The size acceptance, Health at Every Size, and anti-fat-shaming community jumped on the study as vindication, further proof that diets don't work in the long run, and a way to say "see? we were right all along." People in the nutrition and fitness industry found it negative and disturbing because they feel it gives people an excuse not to even try, and it goes against everything they believe (or get paid for). And the many individuals who are trying, who are on a public journey of weight loss on blogs, forums, Facebook, and Twitter, see it as a personal affront to their efforts and want to be the exception to the rule. In essence, everyone is right, and still nobody is.

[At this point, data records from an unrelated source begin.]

PR #1146, opened 2023-01-17
Fix NodeConfigDaemonController working on objects from a different shard

tnozicka:
When switching to generic controllerRef in #1127, somewhere between the rebases and splitting pieces into dedicated PRs from monitoring PR, a piece of code was lost that was ensuring the old behaviour for NodeConfigDaemonController.
https://github.com/scylladb/scylla-operator/pull/1127/files#diff-db044f9316b6b26534f5e4845170e8105167aea9e0b26f3b2338528b45620297L49-L56

This resulted in the different shards fighting over objects and going trough adopt/release loop. To manifest, it needs multiple kubernetes nodes running scylladb with tuning enabled. Unfortunately our presubmits have only a single node. This would have likely been caught by QA later on but we should still look into better presubmits eventually.

Thanks @zimnx for helping me track this down and figuring the missing piece.

```
E0117 09:58:14.017329       1 nodeconfigdaemon/controller.go:182] syncing key 'key' failed: can't sync jobs: can't create job scylla-operator-node-tuning/perftune-containers-e34847fa-8b52-49e7-b385-11d4772b529f: batch/v1, Kind=Job "scylla-operator-node-tuning/perftune-containers-e34847fa-8b52-49e7-b385-11d4772b529f" isn't controlled by us
I0117 09:58:14.017349       1 nodeconfigdaemon/sync.go:83] "Started sync" startTime="2023-01-17 09:58:14.017341953 +0000 UTC m=+49826.480182456"
I0117 09:58:14.017434       1 controllertools/refmanager.go:150] "Removing controllerRef" GVK="batch/v1, Kind=Job" Object="scylla-operator-node-tuning/perftune-node-3b938f41-3203-4975-ac6a-c043bfa8b846" ControllerRef="apps/v1/DaemonSet:scylladb"
I0117 09:58:14.017605       1 record/event.go:294] "Event occurred" object="scylla-operator-node-tuning/perftune-containers-e34847fa-8b52-49e7-b385-11d4772b529f" fieldPath="" kind="Job" apiVersion="batch/v1" type="Warning" reason="UpdateJobFailed" message="Failed to update Job scylla-operator-node-tuning/perftune-containers-e34847fa-8b52-49e7-b385-11d4772b529f: batch/v1, Kind=Job \"scylla-operator-node-tuning/perftune-containers-e34847fa-8b52-49e7-b385-11d4772b529f\" isn't controlled by us"
```

### DIFF
--- a/pkg/controllerhelpers/sync.go
+++ b/pkg/controllerhelpers/sync.go
@@ -37,18 +37,26 @@ func (f ControlleeManagerGetObjectsFuncs[CT, T]) PatchObject(ctx context.Context
 
 var _ ControlleeManagerGetObjectsInterface[kubeinterfaces.ObjectInterface, kubeinterfaces.ObjectInterface] = ControlleeManagerGetObjectsFuncs[kubeinterfaces.ObjectInterface, kubeinterfaces.ObjectInterface]{}
 
-func GetObjects[CT, T kubeinterfaces.ObjectInterface](
+func GetObjectsWithFilter[CT, T kubeinterfaces.ObjectInterface](
 	ctx context.Context,
 	controller metav1.Object,
 	controllerGVK schema.GroupVersionKind,
 	selector labels.Selector,
+	filterFunc func(T) bool,
 	control ControlleeManagerGetObjectsInterface[CT, T],
 ) (map[string]T, error) {
 	// List all objects to find even those that no longer match our selector.
 	// They will be orphaned in ClaimObjects().
-	objects, err := control.ListObjects(labels.Everything())
+	allObjects, err := control.ListObjects(labels.Everything())
 	if err != nil {
 		return nil, err
+	}
+
+	var objects []T
+	for i := range allObjects {
+		if filterFunc(allObjects[i]) {
+			objects = append(objects, allObjects[i])
+		}
 	}
 
 	return controllertools.NewControllerRefManager[T](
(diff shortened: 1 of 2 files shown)


pkg/controllerhelpers/sync.go
```diff
@@ -37,20 +37,28 @@ func (f ControlleeManagerGetObjectsFuncs[CT, T]) PatchObject(ctx context.Context
...
 	// They will be orphaned in ClaimObjects().
-	objects, err := control.ListObjects(labels.Everything())
+	allObjects, err := control.ListObjects(labels.Everything())
 	if err != nil {
 		return nil, err
 	}
 
+	var objects []T
+	for i := range allObjects {
+		if !filterFunc(allObjects[i]) {
```
zimnx, line 57: Shouldn't it append objects matching the filter? Doing the opposite is usually called filtering **out**.
Say if you have a set of numbers, if you apply isEven filter, then as a result you get even numbers. 
In this controller we want to select every job matching a selector, and running on the same host. Now we are selecting these Jobs that are matching the selector, then filter is checking whether it's not running on the node, and thanks to double negation, we get jobs running on the same node.

tnozicka: it should have ;)

tnozicka: i even think the previous version that got dropped did this. i guess that what happens while you have to code over while having lunch :D

zimnx (approved):
LGTM, thanks!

There is very little evidence of weight loss being maintained beyond 5 years. That's the main point to clarify: we're talking long term maintenance, not success stories of 1 or even 2 years. And as much as we want to believe that it's possible, that we all know someone who has successfully lost a lot of weight and "if they can do it, we can do it," clinging to that belief can give a sense of false hope. Worse, it sets people up for guilt, shame, regret, and loathing if they fail. With such a high probability of regaining the weight, is it right to continue wearing the rose-coloured glasses of denial?

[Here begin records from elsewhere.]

PR #1148, opened 2023-01-17
Fix support for immutable fields in Job Apply

zimnx:
Recent change adding generic apply function (#1138), introduced a regression in Apply function for batchv1.Jobs. Immutable fields weren't verified and delete/create logic wasn't triggered. Our NodeConfig controllers are changing immutable Pod Template when a new ScyllaDB Pod lands on a Node.


pkg/resourceapply/batch.go
```diff
@@ -16,7 +17,26 @@ func ApplyJobWithControl(
...
+		options,
+		nil,
+		func(required *batchv1.Job, existing *batchv1.Job) string {
+			if !equality.Semantic.DeepEqual(existing.Spec.Template, required.Spec.Template) {
+				return "spec.template is immutable"
+			}
+			if !equality.Semantic.DeepEqual(existing.Spec.Completions, required.Spec.Completions) {
+				return "spec.completions is immutable"
+			}
+			if required.Spec.ManualSelector != nil && *required.Spec.ManualSelector && !equality.Semantic.DeepEqual(existing.Spec.Selector, required.Spec.Selector) {
```
tnozicka, line 34: why the manual selector? I don't see that in
https://github.com/kubernetes/kubernetes/blob/fc69084bf1fd32e55256795a6db7a74d75679d8b/pkg/apis/batch/validation/validation.go#L377

tnozicka:
can we catch this in an e2e?

pkg/resourceapply/batch.go
zimnx: aligned with kube admission.

zimnx:
> can we catch this in an e2e?

possibly, it requires 2 ScyllaClusters with Guaranteed QoS, I hope we can fit those on our CI.

tnozicka:
> possibly, it requires 2 ScyllaClusters with Guaranteed QoS, I hope we can fit those on our CI.

Can you file an issue so we don't forget to extend the CI when we have the capacity in the future? (we don't have the resources today)

fyi, @vponomaryov to make sure this is at least covered by QA (maybe it already is)

tnozicka (approved):
/approve
/lgtm

thanks!

vponomaryov:
@zimnx @tnozicka 

Please, provide steps for reproducing so we could correctly cover the use case in our automation.

zimnx:
@vponomaryov Scenario is described here: https://github.com/scylladb/scylla-operator/issues/1149 i guess you have it covered in multitenant scenario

My question is about the research. It sounds to me like the people involved were put on fairly strict diets, in "highly controlled experimental settings." Is it reasonable to expect long-term compliance with something which does not take into account your own sense of control? Think of it like rehab. Detoxing and getting sober within the confines of a facility is often the easiest part for an addict. It is maintaining sobriety in the real world, full of temptations and road blocks and pitfalls, where relapse occurs. It's the same issue I have with shows like Biggest Loser, because they're living on a ranch in isolation and there's external control over what food comes in and out. Contestants spend very little of their time in the real world before the show's finale, and then aren't allowed to talk about how hard it is to maintain habits in a real-life context. What really failed, here? Dr. Yoni Freedhoff asks the question: "does it mean the people in the included trials failed to maintain their interventions, or does it mean that the interventions were too crappy to be sustainable in the first place?"

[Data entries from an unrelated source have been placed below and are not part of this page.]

PR #1158, opened 2023-01-30
Switch cgroup manager from systemd to cgroupfs

zimnx:


tnozicka (approved):
let's try if it stabilizes the CI, there isn't much room to make it worse :)

tnozicka (approved):
/approve
/lgtm

PR #1159, opened 2023-02-01
Make preleases even for alpha version to be easy to consume

tnozicka:
When we tag an alpha we should do a release as well as its easier to share. I think we have initially avoided them because the alpha.0 is right after branching, and in theory could be limited in the regex, but I think consistency is better.


zimnx (approved):
makes sense, thanks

What this article and study should be is a call to arms to re-examine how we go about weight management. Too often, people are told to lose weight with a simple eat less, move more mantra that just.doesn't.work. That seems to be proven time and again. It's why I hate the concept of a diet. Rather than determining that weight loss is impossible, we need to be looking for better solutions. Different ones than the same-old tried-and-not-true-but-try-again-anyway solutions. Ones which can be sustainable long-term. The catch phrase for this is "lifestyle change" but we need more. Lifestyle change is usually a code word for "diet" when restricting and tracking is involved. True change is bigger than the individual. It's not just about changing your own habits, it's about working to change the society we live in, the sedentary environment which makes movement and exercise something you have to actively seek out instead of being part of a daily routine. It's about changing food industry standards and legislation and what kind of chemical crap gets approval for consumption.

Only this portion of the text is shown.